WHAT YOU NEED TO DO: Find out how many lines of the material contain the string "opened" and give only that figure.
☆ ☆ ☆ ☆ ☆ ☆ ☆
PR #310, opened 2017-11-17
Refactor change view supplier service url to be consistent with rest of app

benvand:


benvand:
From @ash
> Hi Ben. We currently don't have analytics instrumented for the admin section and there's no plans to do so. So you're free to do what you want. Cheers

PR #311, opened 2017-11-17
Order lists in tests to prevent intermittent failure

benvand:


tests/app/main/views/test_services.py
```diff
@@ -715,20 +715,22 @@ def test_service_update_with_multiquestion_validation_error(self, data_api_clien
         validation_banner_h1 = document.xpath("//h1[@class='validation-masthead-heading']//text()")[0].strip()
         assert validation_banner_h1 == "There was a problem with your answer to:"
 
-        validation_banner_links = [
+        validation_banner_links = sorted([
```
katstevens: Does this mean our errors are coming back unsorted in the view? I don't know if the content loader works differently in the admin, but shouldn't the fields be ordered according to the manifest?

benvand:
For posterity: Don't need sorted on the validation_banner_links list if it's put in the correct order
☆ ☆ ☆ ☆ ☆ ☆ ☆
THE ANSWER: 2